1939 muss er Deutschland verlassen, da die Bedingungen für ihn und seine schwangere Frau Leah zu bedrohlich werden. Die Tochter Alma kommt aufgrund der Aufregungen und Anstrengungen zu früh zur Welt und ist zu schwach, um mit auf die Ausreise mit dem Schiff „St. Louis“ genommen zu werden. Schweren Herzens überlassen die Sterns die Tochter einem befreundeten Ehepaar und begeben sich auf die Reise nach Kuba, vorerst noch in der Hoffnung, Alma nachholen zu können. Doch die Hoffnung zerbricht, als die Kubanische Regierung die Einreiseerlaubnis zurückzieht und das Schiff auf der Suche nach einem Aufnahmeland eine vieltägige Irrfahrt unternehmen muss. Im Juni 1939 landet die St. Louis im Hafen von Antwerpen und Aaron und Leah kommen in ein Flüchtlingsaufnahmelager. Später werden sie nach Ausschwitz deportiert und erleiden in dem Vernichtungslager unvorstellbare Gräuel. Einzig die Musik rettet Aaron vor dem Schlimmsten und zurückgekehrt nach Hamburg, versucht er einen Neuanfang, der zunächst davon getragen ist, seine Tochter zu finden. Doch dann nehmen die Ereignisse unerwartete Wendungen. - Rezension: Als ich die Geschichte der Sterns ausgelesen hatte, war ich verwundert, dass die Welt draußen in Ordnung war. Das konnte eigentlich nicht sein, nachdem man so in das Schicksal eingesogen worden war! Intensiv und authentisch schildert die Autorin ihre Protagonisten. Es gelingt ihr vorzüglich, geschichtliche Fakten und fiktive Charaktere miteinander zu verbinden, so dass eine wahre Geschichte entsteht, wie sie vielen zugestoßen ist, aber mit Aaron erfährt der Leser mehr als furchtbare Behandlungen und Vorgänge in den KZs und Vernichtungslagern. Man erfährt viele Facetten eines gequälten Körpers und einer gefolterten Seele, die überleben wollen und dazu versuchen, die Sicht der Dinge für sich einzuordnen. Aaron ist Musiker im Lagerorchester und genießt dadurch Privilegien, die andere nicht haben. Er entwickelt später Schuldgefühle darüber, dass er seinen Lebenskampf mit dem Cello geführt hatte und darüber, dass er sich in das Grauen hatte einbinden lassen. Die Autorin schildert auch die andere Seite der Opfer: „ Juden wurden zu Handlangern in allen Bereichen in den Lagern und machten alles, um sich zu retten. Nur wenige kannten das Gefühl des Mitleids.“
Die Schilderung des Schicksals der Juden, exemplarisch dargestellt an Aaron, führt bei dem Leser immer wieder zu einem ungläubigen Gefühl der Unfassbarkeit, wozu der Mensch fähig ist. Aber die andere Seite regt an, darüber nachzudenken, wie weit man selbst gegangen wäre, um zu überleben.

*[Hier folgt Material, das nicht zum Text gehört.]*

PR #1147, opened 2024-05-28
Add speed/direction motor

pigrammer3:
See #300 and #330. Add support for a motor driven by three pins: one that's speed and the other two like the two forward and backward pins on the regular `Motor` class. I couldn't think of a better name than `SpeedDirectionMotor`.

### DIFF
--- a/gpiozero/output_devices.py
+++ b/gpiozero/output_devices.py
@@ -1207,6 +1207,20 @@ class Motor(SourceMixin, CompositeDevice):
         PWM_WITH_DIGITAL_ENABLE = auto()
         DIGITAL_WITH_PWM_ENABLE = auto()
 
+        @property
+        def has_pwm(self):
+            """
+            Returns :data:`True` if the control type involves PWM.
+            """
+            return "PWM" in self.name
+
+        @property
+        def has_enable(self):
+            """
+            Returns :data:`True` if the control type involves an enable pin.
+            """
+            return "ENABLE" in self.name
+
     def __init__(self, forward, backward, *, enable=None, pwm=True,
                  enable_is_pwm=False, pin_factory=None):
         if pwm and enable_is_pwm:
@@ -1240,7 +1254,7 @@ class Motor(SourceMixin, CompositeDevice):
         (full speed backward) and 1 (full speed forward), with 0 representing
         stopped.
         """
-        if self.has_enable:
+        if self.control_type.has_enable:
             return (self.forward_device.value - self.backward_device.value) * self.enable_device.value
         return self.forward_device.value - self.backward_device.value
 
@@ -1262,22 +1276,6 @@ class Motor(SourceMixin, CompositeDevice):
             self.stop()
 
     @property
-    def has_enable(self):
-        """
-        Returns :data:`True` if the motor is controlled using an enable pin,
-        either digital or PWM, and :data:`False` otherwise.
-        """
-        return self.control_type in {self.ControlType.DIGITAL_WITH_PWM_ENABLE, self.ControlType.PWM_WITH_DIGITAL_ENABLE, self.ControlType.DIGITAL_WITH_DIGITAL_ENABLE}
-
-    @property
-    def has_pwm(self):
-        """
-        Returns :data:`True` if the motor is controlled using PWM, either for
-        direction or enable, and :data:`False` otherwise.
-        """
-        return self.control_type in {self.ControlType.PWM, self.ControlType.PWM_WITH_DIGITAL_ENABLE, self.ControlType.DIGITAL_WITH_PWM_ENABLE}
-
-    @property
     def is_active(self):
         """
         Returns :data:`True` if the motor is currently running and
@@ -1296,7 +1294,7 @@ class Motor(SourceMixin, CompositeDevice):
         """
         if not 0 <= speed <= 1:
             raise ValueError('forward speed must be between 0 and 1')
-        if not self.has_pwm:
+        if not self.control_type.has_pwm:
             if speed not in (0, 1):
                 raise ValueError(
                     'forward speed must be 0 or 1 with non-PWM Motors')
--- a/gpiozero/output_devices.py
+++ b/gpiozero/output_devices.py
@@ -1189,7 +1189,7 @@ class Motor(SourceMixin, CompositeDevice):
     :param bool enable_is_pwm:
         If :data:`True`, construct a :class:`PWMOutputDevice` instance for
         the enable pin, allowing variable speed control using the enable pin
-        and not the motor controller pins. Additionally, if this is
+        and not the forward and backward pins. Additionally, if this is
         specified, *enable* must not be :data:`None` and *pwm* must be
         :data:`False`. The default is :data:`False`.
 
@@ -1209,14 +1209,15 @@ class Motor(SourceMixin, CompositeDevice):
             ('forward_device', PinClass(forward, pin_factory=pin_factory)),
             ('backward_device', PinClass(backward, pin_factory=pin_factory)),
         ))
-        if enable is not None and not enable_is_pwm:
-            devices['enable_device'] = DigitalOutputDevice(
-                enable,
-                initial_value=True,
-                pin_factory=pin_factory
-            )
-        elif enable is not None:
-            devices['enable_device'] = PWMOutputDevice(enable, pin_factory=pin_factory)
+        if enable is not None:
+            if not enable_is_pwm:
+                devices['enable_device'] = DigitalOutputDevice(
+                    enable,
+                    initial_value=True,
+                    pin_factory=pin_factory
+                )
+            else:
+                devices['enable_device'] = PWMOutputDevice(enable, pin_factory=pin_factory)
         super().__init__(_order=devices.keys(), pin_factory=pin_factory, **devices)
 
     @property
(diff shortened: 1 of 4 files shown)


gpiozero/output_devices.py
```diff
@@ -1292,6 +1292,127 @@ def stop(self):
...
+
+        :param float speed:
+            The speed at which the motor should turn. Can be any value between
+            0 (stopped) and the default 1 (maximum speed).
+        """
+        if not 0 <= speed <= 1:
+            raise ValueError('forward speed must be between 0 and 1')
+        self.backward_device.off()
+        self.forward_device.on()
+        self.speed_device.value = speed
```
lurch, line 1385: As a safety-measure, I wonder if this should _first_ set `self.speed_device.value` to `0` before turning the `forward_device` on? I.e. if you do
```python3
my_speed_motor.backward(1)
time.sleep(1)
my_speed_motor.forward(0.2)
```
you probably **don't** want a momentary blip where the motor is running forwards at full speed?

lurch:
Hrmmm, looking at my comments in #366 (specifically [this one](https://github.com/gpiozero/gpiozero/issues/366#issuecomment-224642935) ), I wonder if this could be shoe-horned into the existing `Motor()` class by e.g. adding a `pwm_the_enable_pin` parameter (which defaults to `False`) to `Motor.__init__` ?
And then if you use `Motor(forward=2, backward=3, enable=4, pwm=True)` you'd get the current behaviour of `forward_device` & `backward_device` being `PWMOutDevice`s and `enable_device` being a `DigitalOutputDevice`; but if you instead did  `Motor(forward=2, backward=3, enable=4, pwm_the_enable_pin=True)` then you'd get `forward_device` & `backward_device` being `DigitalOutputDevice`s and `enable_device` being a `PWMOutputDevice` (the behaviour in this PR) ? :thinking:
Would probably make sense to make passing both `pwmn=True` and `pwm_the_enable_pin=True` be treated as an error. Passing `enable=None` and `pwm_the_enable_pin=True` should also be treated as an error.

And I'm too tired right now to think of a better name than `pwm_the_enable_pin` :laughing:

bennuttall:
I thought this felt familiar. Does it not work the same if you just use the enable pin on the `Motor` class?

lurch:
> > And I'm too tired right now to think of a better name than `pwm_the_enable_pin` 😆
> 
> Yeah, that makes sense. How about `pwm_enable`?

I did consider that, but thought that people might confuse `pwm=True` and `pwm_enable=True` :confused: 
I guess `enable_is_pwm` might work? :thinking: 

> > I thought this felt familiar. Does it not work the same if you just use the enable pin on the `Motor` class?
> 
> That wouldn't work...  (Unless I misunderstood...)

I think @bennuttall was suggesting that rather than having `enable` be PWM and `forward` & `backward` be Digital (which is what you're doing in this PR), have you tried having `enable` be Digital and `forward` and `backward` be PWM? (which is something the `Motor()` class already supports)
Or does the particular motor-driver chip you're using not support that mode of operation?

bennuttall:
Yes I'm pretty sure that's where we ended up last time

gpiozero/output_devices.py
```diff
@@ -1185,24 +1186,37 @@ class Motor(SourceMixin, CompositeDevice):
         :class:`DigitalOutputDevice` instances, allowing only direction
         control.
 
+    :param bool enable_is_pwm:
+        If :data:`True`, construct a :class:`PWMOutputDevice` instance for
+        the enable pin, allowing variable speed control using the enable pin
+        and not the motor controller pins. Additionally, if this is
```
lurch, line 1192: Perhaps "not the motor controller pins" should be "rather than the forward and backward pins" ? (since enable is also one of the motor controller pins? :thinking: )

gpiozero/output_devices.py
```diff
@@ -1185,24 +1186,37 @@ class Motor(SourceMixin, CompositeDevice):
...
         ))
-        if enable is not None:
+        if enable is not None and not enable_is_pwm:
             devices['enable_device'] = DigitalOutputDevice(
                 enable,
                 initial_value=True,
                 pin_factory=pin_factory
             )
+        elif enable is not None:
+            devices['enable_device'] = PWMOutputDevice(enable, pin_factory=pin_factory)
```
lurch, line 1219: Only a minor tweak, but IMHO this might look better without the duplicate `enable is not None` tests? i.e. something like:
```python3
        if enable is not None:
            if not enable_is_pwm:
                devices['enable_device'] = DigitalOutputDevice(
                    enable,
                    initial_value=True,
                    pin_factory=pin_factory
                )
            else:
                devices['enable_device'] = PWMOutputDevice(enable, pin_factory=pin_factory)
```

gpiozero/output_devices.py
```diff
@@ -1212,6 +1226,8 @@ def value(self):
         (full speed backward) and 1 (full speed forward), with 0 representing
         stopped.
         """
+        if hasattr(self, "enable_device"):
+            return (self.forward_device.value - self.backward_device.value) * self.enable_device.value
```
lurch, line 1230: Hah, clever :wink:

tests/test_outputs.py
```diff
@@ -975,6 +975,19 @@ def test_motor_pins_nonpwm(mock_factory):
         assert motor.backward_device.pin is b
         assert isinstance(motor.backward_device, DigitalOutputDevice)
 
+def test_motor_pins_enable_pwm(mock_factory, pwm):
+    s = mock_factory.pin(1)
+    f = mock_factory.pin(2)
+    b = mock_factory.pin(3)
+    with Motor(f, b, enable=s, pwm=False, enable_is_pwm=True) as motor:
```
lurch, line 982: Looking at the other Motor tests here, it seems that the Motor constructor is passed explicit numbers rather than pin objects? i.e. should this be
```python3
    with Motor(2, 3, enable=1, pwm=False, enable_is_pwm=True) as motor:
```

(and obviously the same for the other tests you've added too)

gpiozero/output_devices.py
```diff
@@ -1264,16 +1284,20 @@ def backward(self, speed=1):
...
             raise ValueError('backward speed must be between 0 and 1')
-        if isinstance(self.backward_device, DigitalOutputDevice):
+        if isinstance(self.backward_device, DigitalOutputDevice) and isinstance(self.enable_device, DigitalOutputDevice):
             if speed not in (0, 1):
                 raise ValueError(
                     'backward speed must be 0 or 1 with non-PWM Motors')
+        if isinstance(self.enable_device, PWMOutputDevice):
+            self.forward_device.off()
+            self.enable_device.value = speed
+            self.backward_device.off()
```
lurch, line 1299: Should this be `self.backward_device.on()` ?? (and if so, how come your unit-tests didn't pick this up?)

gpiozero/output_devices.py
```diff
@@ -1245,16 +1261,20 @@ def forward(self, speed=1):
...
             if speed not in (0, 1):
                 raise ValueError(
                     'forward speed must be 0 or 1 with non-PWM Motors')
+        if isinstance(self.enable_device, PWMOutputDevice):
+            self.backward_device.off()
+            self.enable_device.value = speed
+            self.forward_device.on()
+            return
         self.backward_device.off()
         self.forward_device.value = speed
```
lurch, line 1279: Again, minor nitpick but I wonder if
```python3
        if isinstance(self.enable_device, PWMOutputDevice):
            self.backward_device.off()
            self.enable_device.value = speed
            self.forward_device.on()
            return
        self.backward_device.off()
        self.forward_device.value = speed
```
would be any clearer if written as
```python3
        self.backward_device.off()
        if isinstance(self.enable_device, PWMOutputDevice):
            self.enable_device.value = speed
            self.forward_device.on()
        else:
            self.forward_device.value = speed
```
? :shrug:

lurch:
Should the `stop()` method also do
```python3
    if isinstance(self.enable_device, PWMOutputDevice):
        self.enable_device.value = 1
```
after turning off the forward and backward pins, in order to activate the 'Fast Stop' feature you mentioned?

Thanks for adding such comprehensive tests :+1:

gpiozero/output_devices.py
```diff
@@ -1289,12 +1291,14 @@ def backward(self, speed=1):
...
-        if isinstance(self.backward_device, DigitalOutputDevice) and isinstance(self.enable_device, DigitalOutputDevice):
+        if isinstance(self.backward_device, DigitalOutputDevice) and (
+            not hasattr(self, "enable_device") or isinstance(self.enable_device, DigitalOutputDevice)
+        ):
             if speed not in (0, 1):
                 raise ValueError(
                     'backward speed must be 0 or 1 with non-PWM Motors')
         self.forward_device.off()
-        if isinstance(self.enable_device, PWMOutputDevice):
+        if hasattr(self, "enable_device") and isinstance(self.enable_device, PWMOutputDevice):
```
lurch, line 1301: I wonder if it'd be worth having a `self.enable_is_pwm` boolean attribute and checking that, rather than all of these `hasattr(...) and isinstance(...)` tests? :man_shrugging:

lurch: Sounds good. But I wonder if `DIGITAL`, `PWM`, `DIGITAL_WITH_DIGITAL_ENABLE`, `PWM_WITH_DIGITAL_ENABLE`, `DIGITAL_WITH_PWM_ENABLE` is a slightly clearer set of names?

gpiozero/output_devices.py
```diff
@@ -1231,6 +1261,22 @@ def value(self, value):
         else:
             self.stop()
 
+    @property
+    def has_enable(self):
```
lurch, line 1265: I wonder if it might make sense to hoist these properties up into the `ControlType` class?
I've not used the `Enum` type in Python before, but after a quick bit of experimentation, the following _seems_ to work?

```python3
class ControlType(Enum):
    DIGITAL = auto()
    PWM = auto()
    DIGITAL_WITH_DIGITAL_ENABLE = auto()
    PWM_WITH_DIGITAL_ENABLE = auto()
    DIGITAL_WITH_PWM_ENABLE = auto()

    @property
    def has_pwm(self):
        return 'PWM' in self.name

    @property
    def has_enable(self):
        return 'ENABLE' in self.name
```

Die Geschichte ist raffiniert angelegt. Dagmar Fohl lässt Zeitzeugen in Form eines Romans wiederaufleben und mahnt damit eindringlich, „dass die Zeit des Nationalsozialismus und der Judenverfolgung mit den Millionen von Opfern nie in Vergessenheit geraten darf.“ (Zitat Esther Bejarano, die im Mädchen orchester von Ausschwitz gespielt hat und eine der letzten noch lebenden Zeitzeugen ist. In dem Vorwort zu dem Buch äußert sie den Wunsch, der Roman möge etwas bewirken in Zeiten der zunehmenden Entmenschlichung. Dem Wunsch schließe ich mich aus vollstem Herzen an.)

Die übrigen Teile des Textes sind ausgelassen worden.